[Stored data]
[Start of section]

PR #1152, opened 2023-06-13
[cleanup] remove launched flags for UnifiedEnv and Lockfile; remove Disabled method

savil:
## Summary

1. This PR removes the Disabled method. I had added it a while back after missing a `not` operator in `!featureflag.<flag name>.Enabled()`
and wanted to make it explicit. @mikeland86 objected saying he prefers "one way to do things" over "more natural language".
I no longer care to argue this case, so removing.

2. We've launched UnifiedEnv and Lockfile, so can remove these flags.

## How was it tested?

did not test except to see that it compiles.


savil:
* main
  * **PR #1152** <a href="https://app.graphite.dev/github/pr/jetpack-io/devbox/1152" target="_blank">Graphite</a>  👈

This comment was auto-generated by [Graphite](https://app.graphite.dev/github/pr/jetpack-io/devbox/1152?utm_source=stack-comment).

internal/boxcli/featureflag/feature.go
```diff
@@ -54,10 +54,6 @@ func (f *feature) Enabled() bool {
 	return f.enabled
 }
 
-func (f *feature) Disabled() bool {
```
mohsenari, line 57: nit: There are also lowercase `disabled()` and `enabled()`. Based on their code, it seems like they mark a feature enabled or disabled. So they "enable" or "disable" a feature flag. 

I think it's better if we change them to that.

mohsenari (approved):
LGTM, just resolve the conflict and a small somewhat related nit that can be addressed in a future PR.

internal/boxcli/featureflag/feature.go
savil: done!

[End of section]
[Start of section]

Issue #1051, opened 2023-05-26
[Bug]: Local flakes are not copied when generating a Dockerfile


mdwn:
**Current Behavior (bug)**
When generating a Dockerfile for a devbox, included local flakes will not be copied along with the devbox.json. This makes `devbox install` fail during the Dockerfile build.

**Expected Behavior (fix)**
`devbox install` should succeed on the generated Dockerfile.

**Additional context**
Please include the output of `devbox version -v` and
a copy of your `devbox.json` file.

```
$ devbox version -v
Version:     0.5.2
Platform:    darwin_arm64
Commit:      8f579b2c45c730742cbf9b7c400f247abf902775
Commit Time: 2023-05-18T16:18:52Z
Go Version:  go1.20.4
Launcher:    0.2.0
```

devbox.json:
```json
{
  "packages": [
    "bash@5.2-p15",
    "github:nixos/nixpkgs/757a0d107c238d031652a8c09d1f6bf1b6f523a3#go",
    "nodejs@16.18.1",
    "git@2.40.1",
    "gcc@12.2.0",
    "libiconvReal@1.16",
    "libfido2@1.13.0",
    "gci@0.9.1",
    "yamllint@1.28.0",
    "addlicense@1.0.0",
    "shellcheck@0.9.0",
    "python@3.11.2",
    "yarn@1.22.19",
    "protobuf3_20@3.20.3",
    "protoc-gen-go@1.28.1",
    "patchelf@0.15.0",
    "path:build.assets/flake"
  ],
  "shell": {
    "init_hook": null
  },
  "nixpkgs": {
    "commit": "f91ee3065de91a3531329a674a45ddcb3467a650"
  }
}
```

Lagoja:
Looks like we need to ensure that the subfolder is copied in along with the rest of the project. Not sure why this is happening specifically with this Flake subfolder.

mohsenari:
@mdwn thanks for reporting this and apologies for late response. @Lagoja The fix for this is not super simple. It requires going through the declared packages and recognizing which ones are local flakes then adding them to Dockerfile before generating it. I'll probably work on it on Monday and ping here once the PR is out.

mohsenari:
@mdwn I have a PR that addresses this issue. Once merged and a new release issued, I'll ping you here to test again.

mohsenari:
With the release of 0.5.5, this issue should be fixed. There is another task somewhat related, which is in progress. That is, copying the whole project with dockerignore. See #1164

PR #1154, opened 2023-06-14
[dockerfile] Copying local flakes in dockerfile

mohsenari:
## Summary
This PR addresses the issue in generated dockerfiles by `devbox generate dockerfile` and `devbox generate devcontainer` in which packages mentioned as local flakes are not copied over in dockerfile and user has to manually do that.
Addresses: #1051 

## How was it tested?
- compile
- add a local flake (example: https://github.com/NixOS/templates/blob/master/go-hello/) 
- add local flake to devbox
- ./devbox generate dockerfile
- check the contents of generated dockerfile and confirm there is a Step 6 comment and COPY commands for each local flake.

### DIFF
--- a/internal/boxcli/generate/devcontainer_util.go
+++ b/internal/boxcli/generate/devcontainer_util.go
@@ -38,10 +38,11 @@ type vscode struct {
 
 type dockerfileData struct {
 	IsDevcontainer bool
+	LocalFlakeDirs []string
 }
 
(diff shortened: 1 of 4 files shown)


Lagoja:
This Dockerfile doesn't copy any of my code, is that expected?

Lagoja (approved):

[End of section]

Copy every line of the data above in which the string "internal" appears.

* [REPLY TO THE TASK]
internal/boxcli/featureflag/feature.go
internal/boxcli/featureflag/feature.go
--- a/internal/boxcli/generate/devcontainer_util.go
+++ b/internal/boxcli/generate/devcontainer_util.go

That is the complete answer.